Guéna (85) never supports candidates, but told Peyrat he would campaign for him because he was more humane than others. Guéna's presence reassures the ageing population of Périgord. (The department's name was changed to Dordogne at the time of the French Revolution, but both names are used interchangeably.)

"I hope Jérôme Peyrat will be my successor," Guéna said repeatedly as the two canvassed in the market at Saint-Astier. "I've been out of politics for a decade, but I've come back for him." "A Man from Périgord", Peyrat's campaign slogan, is also meant to reassure voters.

Périgord is the home of foie gras and the site of the 20,000-year-old cave paintings at Lascaux, the world's oldest frescoes. But it is also an isolated enclave, five hours from Paris by train, that has always distrusted outsiders. Rebels who fought the English in the Hundred Years War hid in its caves and forests, as did the Resistance during the second World War.

To complicate matters, this department of 389,000 people is divided into white, black, green and scarlet Périgord. White Périgord is so called because of its quicklime factories. The first constituency, population 105,000, where Peyrat is standing, is the poorest part of the department.

Peyrat is from black Périgord, named for its truffles. He has been mayor of his home village, La Roque-Gageac, since 1995. But the 60km that separate La Roque-Gageac from Périgueux, added to his Parisian manners, make Peyrat almost a foreigner here, one reason why Guéna's support is so precious.

At a debate in Périgueux this week, Deguilhem, Peyrat's socialist opponent, boasted that unlike Peyrat, he is from white Périgord. "That's racism!" Peyrat countered. "I am Périgourdin!"

Deguilhem played for the local rugby team and teaches physical education. Like Peyrat, he enjoys a reputation for bonhomie. But his seizure of the nomination from an older, outgoing socialist candidate created rancour that could help Peyrat.

If elected, Deguilhem says he will propose a law limiting genetically modified organisms in agriculture.
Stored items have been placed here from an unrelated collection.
Issue #183, opened 2020-04-21
extensive get_path requests make move_base_flex stop responding


ChristofDubs:
In rare cases, issuing a new `get_path` request immediately after receiving the result of the previous one results in a `Start action "get_path" using planner "GlobalPlanner" of type "global_planner/GlobalPlanner"` confirmation, immediately (a few milliseconds) followed by a `Cancel planning failed or is not supported by the plugin. Wait until the current planning finished!` warning, and rhen no more messages being published on `get_path/result`.

To reproduce this, a goal can be sent
```
void sendRequest() {
	ac->sendGoal(goal,
		[](const actionlib::SimpleClientGoalState& state, const mbf_msgs::GetPathResultConstPtr& result) {
			onResult(result);
		},
		[]() {}, [](const mbf_msgs::GetPathFeedbackConstPtr& feedback) {});
}
```
with a callback that re-sends the goal:
```
void onResult(const mbf_msgs::GetPathResultConstPtr& result) {
	if (!result) {
		ROS_WARN("Empty result.");
		return;
	}  
	sendRequest();
}
```

It took usually around 5 minutes of constant `get_path` requests until the move_base_flex became unresponsive; in parallel ran `sudo stress --cpu 4 --io 3 --vm 2 --vm-bytes 256M` to add some additional CPU load, but that may not be necessary to reproduce it.

spuetz:
All action goals on the same concurrency slot?

ChristofDubs:
> All action goals on the same concurrency slot?

Yes.

@corot already put together [this branch](https://github.com/magazino/move_base_flex/tree/get_path_freeze) that seems to fix it

corot:
fixed on master. @ChristofDubs, can you confirm, please?

ChristofDubs:
> fixed on master. @ChristofDubs, can you confirm, please?

The `get_path` behavior seems fine now. However, I am facing some more severe problem now:
When I send 2D nav goals (uses MoveBaseAction), it works fine as long as i send a new goal before the robot arrived. If I send a goal after the robot arrived, the robot doesn't move, and after starting the action, the following error appears (6ms later):
```
[ros.mbf_abstract_nav.exe_path]: Start action "exe_path" using controller "DWAPlannerROS" of type "dwa_local_planner/DWAPlannerROS"
[ros.mbf_abstract_nav.actionlib]: To transition to a cancelled state, the goal must be in a pending, recalling, active, or preempting state, it is currently in state: 3
```
[...]

PR #185, opened 2020-04-22
Issue #183: Reuse execution slots; cleanup only at destruction

corot:
Problem is that [here](https://github.com/magazino/move_base_flex/compare/get_path_freeze?expand=1#diff-21ac5e472653abd3e54d1178f443bb6eL88) we are joining a thread that can be already destroyed [here](https://github.com/magazino/move_base_flex/compare/get_path_freeze?expand=1#diff-21ac5e472653abd3e54d1178f443bb6eL83), because we do after unlocking slot_map_mtx_ [here](https://github.com/magazino/move_base_flex/compare/get_path_freeze?expand=1#diff-21ac5e472653abd3e54d1178f443bb6eL83).

With this PR, we don't cleanup execution slots, but reuse them (and cleanup remnants on shutdown).
I did heavy load with get_path/exe_path and the issue is fixed. I cannot detect neither any new memory or thread leak (though I noticed we have some at shutdown, se valgrind report below). I didn't perform stress testing with recovery actions.

```
==28807== HEAP SUMMARY:
==28807==     in use at exit: 688,798 bytes in 542 blocks
==28807==   total heap usage: 1,079,384 allocs, 1,078,842 frees, 570,985,052 bytes allocated
==28807== 
==28807== LEAK SUMMARY:
==28807==    definitely lost: 483,696 bytes in 33 blocks
==28807==    indirectly lost: 7,194 bytes in 122 blocks
==28807==      possibly lost: 304 bytes in 1 blocks
==28807==    still reachable: 197,604 bytes in 386 blocks
==28807==         suppressed: 0 bytes in 0 blocks
==28807== Rerun with --leak-check=full to see details of leaked memory
```

### DIFF
--- a/mbf_abstract_nav/include/mbf_abstract_nav/abstract_action_base.hpp
+++ b/mbf_abstract_nav/include/mbf_abstract_nav/abstract_action_base.hpp
@@ -54,8 +54,9 @@ class AbstractActionBase
   typedef boost::function<void (GoalHandle &goal_handle, Execution &execution)> RunMethod;
   typedef struct{
     typename Execution::Ptr execution;
-    boost::thread* thread_ptr;
+    boost::thread* thread_ptr = NULL;
     GoalHandle goal_handle;
+    bool in_use = false;
   } ConcurrencySlot;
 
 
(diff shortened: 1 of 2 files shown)


spuetz:
Maybe the memory leaks are in the costmaps or in the plugins, since we only use unique or shared pointers and the raw pointers we use are deleted, right?

corot:
> Maybe the memory leaks are in the costmaps or in the plugins, since we only use unique or shared pointers and the raw pointers we use are deleted, right?

Can be, yes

The region's shoe and furniture industries have been decimated by outsourcing. Peyrat says his priority will be to attract entrepreneurs, and "to pass laws that prevent businessmen being terrorised by regulations".

To improve the region's tourist industry, he proposes cutting the journey time of the high-speed TGV train from Paris to nearby Bordeaux, and building a motorway from Périgueux to Limoges.

A lawyer named Pierre Gaillard takes Peyrat around to meet local notables. "He's a rascal, but he's my friend," Gaillard repeats.

So why should the Périgourdins vote Peyrat? "We have a right-wing president, and a right-wing assembly. Our candidate is close to Sarkozy. If we want something, we'll be heard."